(Information given Opens)

PR #1235, opened 2024-01-17
Remove legacy resources/assets loading mechanism

jrodbx:


JakeWharton (approved):

luis-cortes (approved):

paparazzi-gradle-plugin/src/main/java/app/cash/paparazzi/gradle/PaparazziPlugin.kt
```diff
@@ -117,10 +90,6 @@ class PaparazziPlugin : Plugin<Project> {
       val variantSlug = variant.name.capitalize(Locale.US)
```
TWiStErRob, line 90: Consider moving this/these down to usages.

TWiStErRob (commented):
Woohoo, finally we can revisit https://github.com/cashapp/paparazzi/pull/1136

Why is there a dependency on the other PR?

jrodbx:
> Why is there a dependency on the other PR?

To explicitly highlight which properties were going away!

kevinzheng-ap (approved):

Issue #529, opened 2022-08-03
Feature Request: Warn and/or remove stale images


tir38:
My `images` directory was full of snapshots for tests that I have either renamed or deleted entirely. It would be helpful if Paparazzi could keep this directory clean by either warning me of golden images with no matching test, or outright deleting them for me.

alexvanyo:
It might make sense for this be a part of the `record` step: Delete all existing images first, since the recording will regenerate all of them. Any that were previously present (and were from a deleted or renamed test) would then not be regenerated, as expected.

BenedictP:
I think this feature is hard to do right. E.g., We are not running all tests when we write new screenshot tests or after we change a view and need new golden masters. We only run the screenshot tests we need. Otherwise, it will take a while ;)

tir38:
>We only run the screenshot tests we need.

Usually we do the same, except on CI. It would kinda suck to have a CI job fail because of unused test images. A separate `cleanup` task that could be run periodically would decouple your concerns I think.

kikin81:
@BenedictP interested to know how you manage running only the screenshot test you need? is there a specific gradle command? assuming you do per feature module?

borsini:
Just tested and this one is fixed now with the new `cleanRecordPaparazzi` command being introduced in [1.3.4](https://github.com/cashapp/paparazzi/releases/tag/1.3.4). Many thanks!

colinmarsch:
Closing per https://github.com/cashapp/paparazzi/issues/529#issuecomment-2157548176

PR #1316, opened 2024-03-01
Adding `cleanRecordPaparazzi...` task to help tidy up orphaned snapshots

nak5ive:
This adds a global task `deletePaparazziSnapshots` and variant-specific tasks `cleanRecordPaparazzi[Debug]`

A clean-record task helps identify and tidy-up orphaned snapshots after test coverage/naming changes.


paparazzi-gradle-plugin/src/main/java/app/cash/paparazzi/gradle/PaparazziPlugin.kt
```diff
@@ -77,6 +78,7 @@ public class PaparazziPlugin : Plugin<Project> {
   private fun <T> setupPaparazzi(project: Project, variants: DomainObjectSet<T>) where T : BaseVariant, T : TestedVariant {
     project.addTestDependency()
     val nativePlatformFileCollection = project.setupNativePlatformDependency()
+    val snapshotOutputDir = project.layout.projectDirectory.dir("src/test/snapshots")
```
gamepro65, line 81: I think this needs to read from the system property

`System.getProperty("paparazzi.snapshot.dir")`

geoff-powell (approved):

jrodbx (commented):
FYI, this will close https://github.com/cashapp/paparazzi/issues/529.

@jamesmosley55 explored this in the past and we had preferred an more incremental approach via https://docs.gradle.org/current/userguide/custom_tasks.html#incremental_tasks vs a delete-all-then-record approach.  Imagine changing the name of test method in FormBlocker, and deleting 1000+ images and rewriting 998?  Maybe I'm prematurely optimizing?

What James was exploring was creating an index of image paths when recording and checking that on rerun to do an in-memory diff, eliminating the paths that are no longer present.

Can we add tests as part of this PR?

paparazzi-gradle-plugin/src/main/java/app/cash/paparazzi/gradle/PaparazziPlugin.kt
```diff
@@ -179,8 +191,15 @@ public class PaparazziPlugin : Plugin<Project> {
       val recordTaskProvider = project.tasks.register("recordPaparazzi$variantSlug", PaparazziTask::class.java) {
         it.group = VERIFICATION_GROUP
         it.description = "Record golden images for variant '${variant.name}'"
+        it.mustRunAfter(deleteSnapshots)
```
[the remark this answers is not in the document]
nak5ive: i may be able to set the ordering within the `cleanRecord` task itself and leave this task alone.

paparazzi-gradle-plugin/src/main/java/app/cash/paparazzi/gradle/PaparazziPlugin.kt
gamepro65: Good call, didn't catch that. Should that have been this property too then?

gamepro65: Oh I see. So then this clean task would need to depend on that task so the property is setup for use

nak5ive: the definition of `snapshotOutputDir` isn't variant-specific, so should be safe to define outside of `variants.all{}`

nak5ive:
> Imagine changing the name of test method in FormBlocker, and deleting 1000+ images and rewriting 998? Maybe I'm prematurely optimizing?

i feel like if you're calling `cleanRecordPD` there's an expectation that it does this.

> Also, can we add tests as part of this PR?

yep! working on that

paparazzi-gradle-plugin/src/main/java/app/cash/paparazzi/gradle/PaparazziPlugin.kt
jrodbx: while it isn't today, it probably should be.  for example, see: https://github.com/cashapp/paparazzi/issues/595.

I propose moving this back into the variants.all block and making the `delete` task variant-aware as well (looks like `cleanRecordVariants` is fine as is).

nak5ive: i agree that it should be, but ATM if the `delete` task is made variant-aware, it will delete the same directory multiple times.
It would likely take some more sophisticated task graph wiring to ensure *all* `delete` tasks are run before *any* `record` task in case someone calls the global `cleanRecord`

paparazzi-gradle-plugin/src/main/java/app/cash/paparazzi/gradle/PaparazziPlugin.kt
```diff
@@ -181,6 +191,13 @@ public class PaparazziPlugin : Plugin<Project> {
         it.description = "Record golden images for variant '${variant.name}'"
       }
       recordVariants.configure { it.dependsOn(recordTaskProvider) }
+      val cleanRecordTaskProvider = project.tasks.register("cleanRecordPaparazzi$variantSlug") {
+        it.group = VERIFICATION_GROUP
+        it.description = "Clean and record golden images for variant '${variant.name}'"
+        it.dependsOn(deleteSnapshots, recordTaskProvider)
+        recordTaskProvider.get().mustRunAfter(deleteSnapshots)
```
nak5ive, line 198: it's possible to set the task ordering from within the `cleanRecord` task itself, but unsure if we should?

jrodbx: i'm uncertain as well, given that we have to eagerly get the record task in another task to do so.  Maybe let's just revert to the previous approach?

paparazzi-gradle-plugin/src/test/java/app/cash/paparazzi/gradle/PaparazziPluginTest.kt
```diff
@@ -707,6 +707,43 @@ class PaparazziPluginTest {
...
+    val snapshot = File(snapshotsDir, "images/app.cash.paparazzi.plugin.test_DeleteTest_delete.png")
+    assertThat(snapshot.exists()).isFalse()
+
+    val snapshotWithKeep = File(snapshotsDir, "images/app.cash.paparazzi.plugin.test_DeleteTest_delete_keep.png")
+    assertThat(snapshotWithKeep.exists()).isFalse()
+  }
+
+  @Test
+  fun cleanRecord() {
+    val fixtureRoot = File("src/test/projects/delete-snapshots")
```
jrodbx, line 729: i know it's tempting, but reusing projects across different tests may lead to subtle Gradle caching issues.  might be better to copy to a duplicate project?

paparazzi-gradle-plugin/src/test/java/app/cash/paparazzi/gradle/PaparazziPluginTest.kt
```diff
@@ -707,6 +707,43 @@ class PaparazziPluginTest {
...
+      .withArguments("deletePaparazziSnapshots", "--stacktrace")
+      .runFixture(fixtureRoot) { build() }
+
+    val snapshotsDir = File(fixtureRoot, "src/test/snapshots").registerForDeletionOnExit()
+
+    val snapshot = File(snapshotsDir, "images/app.cash.paparazzi.plugin.test_DeleteTest_delete.png")
+    assertThat(snapshot.exists()).isFalse()
+
+    val snapshotWithKeep = File(snapshotsDir, "images/app.cash.paparazzi.plugin.test_DeleteTest_delete_keep.png")
+    assertThat(snapshotWithKeep.exists()).isFalse()
```
jrodbx, line 724: move the file references to before the runner and add assertions that both existed prior to deletion?

paparazzi-gradle-plugin/src/test/java/app/cash/paparazzi/gradle/PaparazziPluginTest.kt
```diff
@@ -707,6 +707,43 @@ class PaparazziPluginTest {
...
+  @Test
+  fun cleanRecord() {
+    val fixtureRoot = File("src/test/projects/delete-snapshots")
+
+    val result = gradleRunner
+      .withArguments("cleanRecordPaparazziDebug", "--stacktrace")
+      .runFixture(fixtureRoot) { build() }
+
+    assertThat(result.task(":deletePaparazziSnapshots")).isNotNull()
+    assertThat(result.task(":recordPaparazziDebug")).isNotNull()
```
jrodbx, line 736: nice

paparazzi-gradle-plugin/src/test/java/app/cash/paparazzi/gradle/PaparazziPluginTest.kt
```diff
@@ -707,6 +707,43 @@ class PaparazziPluginTest {
...
+
+    val snapshotsDir = File(fixtureRoot, "src/test/snapshots").registerForDeletionOnExit()
+
+    val snapshot = File(snapshotsDir, "images/app.cash.paparazzi.plugin.test_DeleteTest_delete.png")
+    assertThat(snapshot.exists()).isFalse()
+
+    val snapshotWithKeep = File(snapshotsDir, "images/app.cash.paparazzi.plugin.test_DeleteTest_delete_keep.png")
+    assertThat(snapshotWithKeep.exists()).isTrue()
```
jrodbx, line 744: similar to the other test method, about assertions before the command?

swankjesse (approved):

jrodbx (approved):

paparazzi-gradle-plugin/src/main/java/app/cash/paparazzi/gradle/PaparazziPlugin.kt
```diff
@@ -87,6 +89,15 @@ public class PaparazziPlugin : Plugin<Project> {
...
       it.description = "Record golden images for all variants"
     }
+    val cleanRecordVariants = project.tasks.register("cleanRecordPaparazzi") {
+      it.group = VERIFICATION_GROUP
+      it.description = "Clean and record golden images for all variants"
+    }
+    val deleteSnapshots = project.tasks.register("deletePaparazziSnapshots", Delete::class.java) {
+      it.group = VERIFICATION_GROUP
+      it.description = "Delete all golden images"
+      it.delete(project.fileTree(snapshotOutputDir))
```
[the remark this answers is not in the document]
jrodbx: I think it's fine as is, given that this folder is exclusively owned by Paparazzi (contrast that with say, wiping `src/main/resources`).

paparazzi-gradle-plugin/src/test/java/app/cash/paparazzi/gradle/PaparazziPluginTest.kt
nak5ive: done

paparazzi-gradle-plugin/src/main/java/app/cash/paparazzi/gradle/PaparazziPlugin.kt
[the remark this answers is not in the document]
nak5ive: i went ahead and added includes for `.png` and `.mov`...

jrodbx (approved):

PR #902, opened 2023-05-29
Support verify gifs

BraisGabin:
Paparazzi didn't give support to verify `gifs`. This PR implement that.

PR #1322, opened 2024-03-02
Unify the code to get the path of a golden snapshot

BraisGabin:
Righ now at paparazzi there are 3 different implementations to get the path of a golden snapshot. They are equivalent but their implementations are different. That makes them easy to unsync and that if you need that path in other places you need to reimplement it.

This PR fixes that moving all the logic to a single extension funcion and adding tests to avoid regressions (those paths didn't have any test).

The reason of this PR is because it is needed for  #902 and #917. I assume that moving this to a separate PR will make it easier to review.


jrodbx:
Obsoleted partially by APNG work and 2.0 work

Issue #1277, opened 2024-02-01
Long Text in Accessibility Snapshot is cut off


hrcronin:
**Description**
When using `AccessibilityRenderExtension` and a particular composable has a very long string for the talkback reader, it is cut off in the recorded snapshot.

If there's some additional setting that I'm not using to enable these screenshots to be captured properly, please let me know. I've minimized the issue by doubling the width of the Device Config, but I'm still observing the issue.

**Steps to Reproduce**
This can be reproduced just by using a composable with text and a very long string. See Snippets below.

Composable to Test:
```
data class TextModel(
    val text: String,
    val color: Color,
    val textAlign: TextAlign = TextAlign.Start,
    val overflow: TextOverflow = TextOverflow.Clip,
    val maxLines: Int = Int.MAX_VALUE
)

@Composable
fun TitleText(
    textModel: TextModel
) {
    Text(
        text = textModel.text,
        style = MaterialTheme.typography.titleLarge.copy(
            color = textModel.color
        ),
        textAlign = textModel.textAlign,
        overflow = textModel.overflow,
        maxLines = textModel.maxLines
    )
}

@Composable
fun ColumnWithText(start: Int, end: Int) {
    Column(modifier = Modifier.fillMaxSize()) {
        var count = 0
        for (index in start..end) {
            val string = when (count) {
                1 -> stringResource(id = R.string.two)
                2 -> stringResource(id = R.string.three)
                3 -> stringResource(id = R.string.four)
                else -> stringResource(id = R.string.one)
            }
            TitleText(
                TextModel(
                    text = "$string $index",
                    color = MaterialTheme.colorScheme.primary
                )
            )
            count++
        }
        TitleText(
            textModel = TextModel(
                text = "This is a super duper very long string. Beware of the new line scroll.",
                color = MaterialTheme.colorScheme.primary
            )
        )
    }
}
```

Test Class
```
class PaparazziComposableTest {
    val talkbackPaparazzi = Paparazzi(
            renderExtensions = setOf(AccessibilityRenderExtension())
    )

    @Test
    fun test() {
        paparazzi.snapshot {
              ColumnWithText(3, 6)
        }
    }
```

**Expected behavior**
The full composable view should be visible and all text for the talkback reader should not be cut off. Currently I'm observing that at least a few characters are being cut off from the accessibility print out.

**Additional information:**
- Paparazzi Version: 1.3.0
- OS: Mac OS Ventura
- Compile SDK: Android 34 
[...]

PR #1332, opened 2024-03-08
Fix long content description cut off in Accessibility Snapshots

alexabenedict:
Related to #1277 - Fixes issue where content description gets cut off in Accessibility snapshots when text is long.


geoff-powell (approved):
Thanks for tackling this!

jrodbx (approved):

PR #1347, opened 2024-03-18
Fix gradle caching for Aar directories

### LINKED ISSUE #1342: Gradle Caching issue with AAR exploded resources when bumping dependencies.
**Description**
When bumping a gradle dependency version that is packaged as an AAR with resources, the `:preparePaparazziResources` task doesn't correctly rerun and uses an older cached version from local/remote gradle cache. This can cause issues loading resources when the exploded aar directory no longer exists in your local gradle home cache directory.

**Steps to Reproduce**
- Run sample with a dependency that is an AAR and refrence a resource like drawable or string. Using an older version then latest helps illustrate issue.
- Bump dependency version to latest version (test case is version `0.65.0`)
- Re-run same test and see error message similar to the following.
```
WARNING: Error reading ~/.gradle/caches/transforms-4/2ab825712fd47d3ee279f3575986818d/transformed/android-0.63.0/public.txt: java.nio.file.NoSuchFileException: ~/.gradle/caches/transforms-4/2ab825712fd47d3ee279f3575986818d/transformed/android-0.63.0/public.txt
```
- View `resources.json` file in `build/intermediates/paparazzi` and see old version references in `aarExplodedDirs` key

**Expected behavior**
Test regenerates resources file and tests always pass.

**Additional information:**
- Paparazzi Version: 1.3.3
- OS: Mac OS X
- Compile SDK: 33
- Gradle Version: 8.4
- Android Gradle Plugin Version: 8.2.2

geoff-powell:
Fixes #1342


paparazzi-gradle-plugin/src/test/projects/prepare-resources-task-caching/build.gradle
```diff
@@ -17,6 +17,9 @@ android {
   kotlinOptions {
     jvmTarget = libs.versions.javaTarget.get()
   }
+  dependencies {
+    implementation "androidx.core:core:1.10.0"
+  }
```
geoff-powell, line 22: decided to add the dep here instead of a separate test project.

gamepro65 (approved):
Nice! Only nit/suggestion would be instead of string replace on the actual file, make a 2nd build.gradle.bak or something and rename between the two instead

paparazzi-gradle-plugin/src/test/projects/prepare-resources-task-caching/build.gradle.bak
```diff
@@ -0,0 +1,25 @@
...
+  }
+  compileOptions {
+    sourceCompatibility = libs.versions.javaTarget.get()
+    targetCompatibility = libs.versions.javaTarget.get()
+  }
+  kotlinOptions {
+    jvmTarget = libs.versions.javaTarget.get()
+  }
+  dependencies {
+    implementation "androidx.core:core:1.10.1"
```
geoff-powell, line 21: diff between resources in 1.10.0 and 1.10.1 are 0 so this is a good test of the aar directory change needing to cause the prepare task to run again and not use cache.

paparazzi-gradle-plugin/src/main/java/app/cash/paparazzi/gradle/PrepareResourcesTask.kt
```diff
@@ -69,6 +70,18 @@ public abstract class PrepareResourcesTask : DefaultTask() {
...
+  @get:Input
+  public val aarExplodedResourcesBaseDirs: Provider<List<String>> = project.provider {
+    aarExplodedDirs.relativize(gradleUserHomeDirectory)
+  }
+
+  // Used to require AAR base asset directories are inputs
+  @get:Input
+  public val aarExplodedAssetsBaseDirs: Provider<List<String>> = project.provider {
+    aarAssetDirs.relativize(gradleUserHomeDirectory)
+  }
```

(Information given Closes)

* _What you have to do_:
Wherever the string "present" appears in the data above, report the whole line.

* _Task output_:
It might make sense for this be a part of the `record` step: Delete all existing images first, since the recording will regenerate all of them. Any that were previously present (and were from a deleted or renamed test) would then not be regenerated, as expected.
What James was exploring was creating an index of image paths when recording and checking that on rerun to do an in-memory diff, eliminating the paths that are no longer present.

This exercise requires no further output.